Jo pictured Ida opening the envelope when she returned, the pearl falling into her cupped palm like a slap. It would be a gift she thought she’d never get back but wouldn’t want to keep either, just like something else she’d once given away. Jo crunched home through the husks of the pear tree’s leaves, pleased with herself. Now she and Ida were tit for tat. When it came down to it, in fact, they were just like each other. It turned out that Jo had a talent for getting rid of things, too.

Chapter Six

S
orrows tend to collect like dust throughout a person’s life, but Claire had only one true sorrow to her name. She had not married the man she loved. The choice was never hers to make.

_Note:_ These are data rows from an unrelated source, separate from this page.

PR #2196, opened 2024-12-11
materialize-kafka: new connector

### LINKED ISSUE #2138: materialize-kafka: new materialization with support for Avro and schema registry

williamhbaker:
**Description:**

New connector for materializing data to Kafka topics. It can encode messages as JSON, or Avro when there is a schema registry configured.

There were initial attempts made at an exactly-once mode of operation, where Kafka producer transactions were used and checkpoints were written to a checkpoints topic that could then be recovered. This was taken out as a simplification, and because of complications that would likely arise from the existence of Kafka transaction timeouts, which limit how long transactions can be open. An at-least-once non-transactional mode of operation will be needed no matter what because of this timeout consideration, and so the connector is being initially released with only that capability and we can add transaction support later if there is an actual need for it.

Field selection is a little different for this connector than for example SQL materializations: Here, all top-level fields are recommended by default, so that the default path is for users to end up with their entire document materialized nicely without having to do anything different. It is also possible to de-select top-level fields, or include additional nested fields if that is needed for some reason.

Closes #2138

**Workflow steps:**

I will write new documentation for the connector along with merging this PR.

**Notes for reviewers:**

- - -
This change is [Reviewable](https://reviewable.io/reviews/estuary/connectors/2196)


materialize-kafka/src/transactor.rs
```diff
@@ -0,0 +1,211 @@
...
+};
+use tuple::Element;
+
+use crate::{
+    binding_info::{get_binding_info, BindingInfo},
+    configuration::{EndpointConfig, MessageFormat},
+    Input, Output,
+};
+
+pub async fn run_transactions(mut input: Input, mut output: Output, open: Open) -> Result<()> {
```
mdibaiee, line 23: I imagine we want to extract this into a library at some point for writing Rust connectors? this seems like `materialize-boilerplate`, but for Rust

materialize-kafka/src/transactor.rs
```diff
@@ -0,0 +1,211 @@
...
+fn convert_tuple(packed: &Bytes) -> Vec<serde_json::Value> {
+    tuple::unpack::<Vec<_>>(packed)
+        .expect("tuple must unpack")
+        .iter()
+        .map(|element| match element {
+            Element::Bool(v) => serde_json::json!(v),
+            Element::Int(v) => serde_json::json!(v),
+            Element::Float(v) => serde_json::json!(v),
+            Element::Double(v) => serde_json::json!(v),
+            Element::String(v) => serde_json::json!(v),
```
mdibaiee, line 205: nit: this could be rewritten like so

```suggestion
            Element::Bool(v) |
            Element::Int(v) |
            Element::Float(v) |
            Element::Double(v) |
            Element::String(v) => serde_json::json!(v),
```

materialize-kafka/src/transactor.rs
```diff
@@ -0,0 +1,211 @@
...
+            loop {
+                match producer.send(msg) {
+                    Ok(_) => {
+                        break;
+                    }
+                    Err((err, original_message)) => match err {
+                        KafkaError::MessageProduction(RDKafkaErrorCode::QueueFull) => {
+                            tracing::debug!("polling producer since queue is full");
+                            producer.poll(Timeout::Never);
+                            msg = original_message;
```
mdibaiee, line 78: is this line necessary? 🤔

mdibaiee (commented):
LGTM in general, just a few questions

materialize-kafka/Cargo.toml
```diff
@@ -0,0 +1,41 @@
+[package]
```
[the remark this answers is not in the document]
williamhbaker: Definitely! I had experimented a little with doing that in this PR but decided to hold off for the time being. There's some re-org/cleanup we could do with the common packages for the Go connectors as well. I'm thinking it'll be a bit of general work for adapting the repo to more of a multi-language format than we have previously assumed.

materialize-kafka/src/transactor.rs
williamhbaker: Yep for sure. Probably with the next Rust materialization we write, whenever that is, especially if it needs to do standard updates.

materialize-kafka/src/transactor.rs
williamhbaker: Hmm when I tried this it didn't work - I think the `v` would all have to be the same type, but they are different according to their enum variant, for example `bool`, `i64`, `f32`, etc.

materialize-kafka/src/transactor.rs
williamhbaker: `producer.send` takes ownership of its `msg` argument, so without this line the borrow checker complains that on subsequent iterations of the retry loop `msg` has been moved. The `producer.send` error response gives you back the message it took ownership of and this reassignment of that to the original `msg` lets the next round of the loop use that one (which is the same one, really) rather than the moved variable.

materialize-kafka/src/binding_info.rs
```diff
@@ -0,0 +1,331 @@
...
+        .collect();
+
+    let key_ptr = field_selection
+        .keys
+        .iter()
+        .map(|k| {
+            // The selected key fields are treated as unescaped strings. For
+            // example, a key field like `some/nested~1key` is taken directly as
+            // a property named "some/nested~1key" with that pointer rather than
+            // unescaping the ~1 into a nested pointer of ("some", "nested/key").
```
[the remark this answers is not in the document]
williamhbaker: If you have a document with a structure like this:

```json
{
  "some": {
    "nested/key": "value"
  } 
}
```

You can select the "nested/key" field, which is nested in the containing "some" object, and Flow provides a flattened alias for that field that is the string "some/nested~1key" - the "nesting" is represented by slashes, and actual slashes in the field names are escaped as `~1`.

SQL materializations etc. take that alias directly and create a column for it. We want to do the same thing with Kafka, creating a top-level property if a user explicitly selects a nested field (nested fields are not recommended by default, since the full structure of all top-level fields is materialized by default, so there's not really any reason to select nested fields, but you could if you want to).

The use of `Token::from_str` is in contrast to using `Pointer::from_str` more directly since `Pointer::from_str` would interpret such a string as representing a nested structure rather than just treating it as the desired named of the field.

It's all pretty obscure and not likely to come up very often, but it was an edge case I uncovered in my testing.

mdibaiee (approved):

She knew that truth, even as she resisted it. Some women were born to play the part of the good wife, while others were put on this earth to dabble with fire, and as soon as Claire was out of the womb, it became abundantly clear which path she’d been wound up and set on.

For starters there was the fact of her hair: red as the day was long, wavy and thick. In Claire’s childhood her mother had kept it in a bob, but when Claire was a teenager, she grew it out, much to Mama’s dismay. “A waterfall of pure sin,” Mama used to call it when she brushed it before Mass, scraping the boar bristles along Claire’s scalp, making her head sting.

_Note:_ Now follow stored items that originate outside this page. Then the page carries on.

PR #2198, opened 2024-12-12
source-http-ingest: support path parameters

psFried:
**Description:**

Introduces support for capturing path parameters from incoming requests.  The paths in the endpoint config are now allowed to specify parameters using the OpenAPI syntax.  For example, the path
`/vendors/{vendorId}/products/{productId}` can now be used to extract the `vendorId` and `productId`, which will be added to a `/_meta/pathParams` JSON object. The OpenAPI syntax was chosen because it's well-known and documented, and because it's simple and limited. This makes it easy to parse and less likely to result in surprising behavior. The syntax is documented at: https://swagger.io/docs/specification/v3_0/paths-and-operations/#path-templating

The `/_meta/reqPath` property was also added in order to record the configured path at which the request was handled.

Any path parameters are added as required properties in the discovered collection writeSchema. This allows them to be used as collection keys just by editing the collection in the UI during capture creation.

**Workflow steps:**

- Enter a path in the endpoint config like `/{paramA}/{paramB}`
- Send a request to `/foo/bar`
- The captured document will include:

```json
{
  "_meta": {
    "pathParams": {"paramA": "foo", "paramB": "bar"}, 
    "reqPath": "/{paramA}/{paramB}"
  }
}
```

I'll put up a separate PR to update: https://docs.estuary.dev/reference/Connectors/capture-connectors/http-ingest/

**Notes for reviewers:**

This feature was suggested by a user [in Slack](https://estuary-dev.slack.com/archives/C06R0CVD0KZ/p1733795655689899?thread_ts=1733790312.013659&cid=C06R0CVD0KZ), who would otherwise need to configure many different endpoint paths.

- - -
This change is [Reviewable](https://reviewable.io/reviews/estuary/connectors/2198)


williamhbaker (approved):
LGTM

This always angered Claire. “It’s just like yours,” she’d point out, but Mama never answered to that. She only combed harder, tweaking Claire’s ears and yanking in all the tender spots. “Best to keep it up,” she’d mutter through a mouthful of hairpins, “away from the devil’s temptation.”

Claire couldn’t argue with that logic. Even before she hit adolescence, she knew that the devil seemed to have one eye cocked for the Gilly ladies, who, the Good Lord help them, tended to love him right back. It was why everyone in town said matrimony
never took with any of them. Because how could you wed a woman whose fingers were already ringed with brimstone?

“Marriage isn’t for Gilly women,” Mama always muttered whenever Claire asked about her father.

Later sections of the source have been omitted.